The current analysis investigates the classification of thermal transport of tri-hybrid radiative viscous nanofluid with the Hall current aspect over a rotating disk. The chief motive of the research is to link Hall currents, radiation and rotating geometries in optimizing the thermal performance of nanofluids.
The integration of intelligent machine learning techniques, such as the Levenberg–Marquardt Neural Network (LM-NN), in modeling nanofluid behavior is motivated by the need for precise and efficient solutions to complex flow phenomena.
The governing partial differential equations (PDEs) representing the ternary radiative viscous nanofluid flow with effects of uniformly shaped nanoparticles, Hall current, and radiative heat transfer are formulated. A hybrid computational framework, LM-NN, is used for numerical prediction of temperature and velocity fields after converting PDEs into ordinary differential equations (ODEs).
Velocity profile of tri-hybrid nanofluid (THNF) decreases with augmented values of magnetic parameters because of the strong impact of Lorentz force. Increasing values of the Hall current parameter cause a decline in the velocity profile. The best validation performance for the Hall current parameter is noted at 2.34e−06 for 1,000 epochs. Increasing values of the unsteadiness parameter (S) intensified the temperature profile, and the best validation performance was noted at 2.0782e−06 for 1,000 epochs.

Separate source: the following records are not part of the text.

PR #343, opened 2023-01-30
[USDU-280] Reduced the chance of import timing out for complex meshes.

vickycl:
## Purpose of this PR

**Ticket/Jira #:** [USDU-280](https://jira.unity3d.com/browse/USDU-280) / #324

For certain mesh setups (eg where st and normals attributes are of faceVarying interpolation) we have to unweld every face of the mesh to get consistent array sizes. During this sanitization we can timeout and report an error if it takes >1s.

- Increased the timeout on waiting for the read job from 1 second to 10 seconds
- Optimized the Triangulate() function to remove dynamically sized Lists, reducing allocations.

## Testing

Tested that the original timeout no longer reproduces.

This PR halved the time taken for triangulation in my local testing, profiled with Superluminal:

Before:
image

After:
image

## Overall Product Risks

**Complexity:** Low

**Halo Effect:** Low

## Additional information

**Note to reviewers:**

@judubu please advise of any further situations I should test?

**Reminder:**


package/com.unity.formats.usd/Runtime/Scripts/IO/ReadJob.cs
```diff
@@ -140,7 +140,7 @@ public bool MoveNext()
                 }
 
                 j++;
-                if (!m_ready.WaitOne(1000))
+                if (!m_ready.WaitOne(10000))
```
lee-aandrew, line 143: Just a question, is the increase in time out still intentional with the optimization?
If so, is there a need for a discussion on the right value for a time out, and if there is also a need for something like a "cancel import"  button during the import load time?

package/com.unity.formats.usd/CHANGELOG.md
```diff
@@ -6,6 +6,7 @@
 - Disabled plugins on unsupported platforms.
 - Fixed a bug causing PointInstances to be duplicated.
 - Fixed a bug causing an ApplicationException "all sample times in times and baseTime must either all be numeric or all be default" to be thrown when refreshing a PointInstancer.
+- Optimized triangulation to reduce the chance of a "Timed out while waiting for thread" error on importing a complex mesh.
```
lee-aandrew, line 9: I did a comparison between the imports pre and post this change, and with my sample file, there was a reduction from 10 seconds to 5 seconds, which seems like a pretty big cut down in time and matches with Vicky's local testing

My test file has:
Batches: 42
Tris: 232.8M
Verts: 116.4M

judubu (approved):
Awesome gains. Thanks for optimizing.

package/com.unity.formats.usd/Runtime/Scripts/IO/ReadJob.cs
vickycl: Yeah, it's still needed. I gambled with 10s being an 'acceptable' timeout given that the Triangulate code is twice as fast. Theoretically a file 20x the size of the repro case will hit this same thing, but given the specific conditions that have triggered it in this case (st and normals set to faceVarying) and the easy workaround for users encountering this in future (increase the timeout) I think this is acceptable _for now_. In future we should definitely look at a more thorough fix, and a cancel option would be very valid. @SimonBoorer mentioned the possibility of using Hydra's triangulate capability, I don't know if that would necessarily be faster but that's a little way off yet.

lee-aandrew: Thank you for the explanation!

lee-aandrew (approved):

package/com.unity.formats.usd/Runtime/Scripts/IO/Geometry/MeshImporter.cs
```diff
@@ -466,7 +466,12 @@ public static void ImportSkinning(string path, SanitizedMeshSample usdMesh, Mesh
                     var newFaceIndices = new List<int>();
                     foreach (var faceIndex in nameAndSubset.Value)
                     {
-                        newFaceIndices.AddRange(usdMesh.faceMapping[faceIndex]);
+                        int firstFace = usdMesh.faceMapping[faceIndex];
+                        int faceCount = usdMesh.originalFaceVertexCounts[faceIndex] - 2;
```
michaeljblain: Super minor: change variable name to faceVertexCount to align with originalFaceVertexCounts

package/com.unity.formats.usd/Runtime/Scripts/IO/SanitizedSamples.cs
```diff
@@ -200,52 +201,71 @@ internal void Triangulate(bool changeHandedness)
...
             int currentFaceOffset = 0, currentIndexOffset = 0;
-            for (var i = 0; i < faceVertexCounts.Length; i++)
-            {
-                // This could be faster if we had a fixed vertex count so we could allocate one single large array
-                faceMapping[i] = new int[faceVertexCounts[i] - 2];
 
-                var next = last + 1;
-                var t = 0;
-                for (; t < faceVertexCounts[i] - 2; t++)
+            if (changeHandedness)
```
michaeljblain, line 224: Would be good to state which handedness we're changing from/to

michaeljblain (changes requested):
Overall looks good. Some minor suggestions.

package/com.unity.formats.usd/Runtime/Scripts/IO/Geometry/MeshImporter.cs
vickycl: It isn't actually the vertex count, it is the number of faces generated by the triangulation. So for example a quad face (vertexCount = 4) generates 2 triangle faces (vertexCount - 2). I'll change it to  triCount and add a comment :)

michaeljblain: Ah yes triCount is perfect.

package/com.unity.formats.usd/Runtime/Scripts/IO/SanitizedSamples.cs
vickycl: I added a comment- does it make sense?

michaeljblain: Looks good.

michaeljblain (approved):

Enhanced heat transport mechanism in Trihybrid Carreau nanofluid flows by using a rotating disk. Integration of diverse factors such as viscous dissipation, uniform heat sink/source and thermal radiation in the physical model. Incorporation of magnetohydrodynamics (MHD) and Hall current consequences in a flow of THNF. Dual computational approaches such as bvp4c and LM-NN. Role of emerging parameters on velocity and temperature profile via MATLAB illustrations and statistical data.